Was Myer Strouse the Molly Maguires' lawyer?
Yes — in the Bloomsburg Rea-murder cases. He served on the defense of Patrick Donahue in 1869 and again on the defense of Patrick Hester, an accused Molly Maguire 'county delegate,' whose counsel the Carbon Advocate named in January 1877: Ryon, Freeze, Wolverton, Strouse, and Brockway. At home, the Schuylkill County court also called on him — with Samuel A. Garrett and W. J. Whitehouse — to defend accused men who could no longer pay for counsel. The courtroom argument at Hester's trial and appeal was carried by Ryon, Wolverton, Freeze, Brockway, and Elwell; Strouse's part was that of retained counsel behind the trial team — the sense of the congressional Biographical Directory's phrase, 'attorney and solicitor for the Molly Maguires, in 1876 and 1877.'
Where was Myer Strouse born — Oberstrau or Oberstreu?
The congressional Biographical Directory and the works that follow it print 'Oberstrau, Bavaria', but no Bavarian town of that name exists. The birthplace is best identified as Oberstreu, a village in Lower Franconia that held a Jewish community peaking at about 80 residents in 1832 — the year the family emigrated — and where the Strauß surname (Anglicized to Strouse) is recorded as early as 1817. A primary birth or emigration record has not yet been found to make it certain.
What Pennsylvania district did Myer Strouse represent in Congress?

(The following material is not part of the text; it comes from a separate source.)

PR #28, opened 2023-08-11
update_to_v041

heevasti:
Synchronizing with Gitlab for v0.41.0.


tests/tools/test_proc.py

The 10th. He was elected as a Democrat to the 38th and 39th Congresses and served from March 4, 1863, to March 3, 1867. The '38th and 39th' refer to those Congresses, not to a district number — a point sometimes mistaken for a nonexistent '38th district.'
Where is Myer Strouse buried?
In the Odd Fellows Cemetery, Pottsville. He died at his home at 224 North Second Street on February 11, 1878.